You're building an evaluation lineage UI. Every agent run has a parent_run_id, an eval verdict (pass/fail/partial), and a raw transcript JSON that's too big to embed inline. Store the lineage graph in Postgres and the transcripts in S3-compatible storage. Surface "show me the failure chain for run X" as a single recursive query.

Steps to follow

  • Step 1: Provision both stores.

``bash PG=$(curl -sX POST https://api.instanode.dev/db/new -H 'Content-Type: application/json' -d '{"name":"agent-run-lineage-store-db"}' -H "Authorization: Bearer $INSTANT_TOKEN" | jq -r .connection_url) S3=$(curl -sX POST https://api.instanode.dev/storage/new -H 'Content-Type: application/json' -d '{"name":"agent-run-lineage-store-storage"}' -H "Authorization: Bearer $INSTANT_TOKEN") ``

  • Step 2: Lineage table with self-FK.

``sql CREATE TABLE runs ( id uuid PRIMARY KEY, parent_id uuid REFERENCES runs(id), agent_name text NOT NULL, verdict text CHECK (verdict IN ('pass','fail','partial','pending')), transcript_key text NOT NULL, created_at timestamptz DEFAULT now() ); CREATE INDEX idx_runs_parent ON runs (parent_id); ``

  • Step 3: Write a run — transcript to S3-compatible storage, metadata to Postgres.

``python key = f"transcripts/{run_id}.json" s3.put_object(Bucket="instant-shared", Key=key, Body=json.dumps(transcript)) pg.execute("INSERT INTO runs (id,parent_id,agent_name,verdict,transcript_key) VALUES (%s,%s,%s,%s,%s)", (run_id, parent_id, name, verdict, key)) ``

  • Step 4: Recursive query — full ancestry of a failure.

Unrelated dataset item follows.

PR #4373, opened 2023-05-10
[Merged by Bors] - cmd/node: use shared filelock by default

dshulyak:
originally i added file lock for a specific data directory, as it seemed nicer that we can run multiple instances of go-spacemesh. however there are ongoing reports that people somehow run more than one, and submit different atxs, etc.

``sql WITH RECURSIVE ancestry AS ( SELECT * FROM runs WHERE id = $1 UNION ALL SELECT r.* FROM runs r JOIN ancestry a ON r.id = a.parent_id ) SELECT id, agent_name, verdict, transcript_key FROM ancestry; ``

Why this works on instanode.dev

Lineage is fundamentally relational — recursive CTEs are the right primitive, and embedding 100KB transcripts inline destroys query speed. Two curls give you the right tool for each half: Postgres for the graph, S3-compatible storage for the heavy JSON. Fetch the chain in one query, then presigned-URL the transcripts only when the UI expands a node.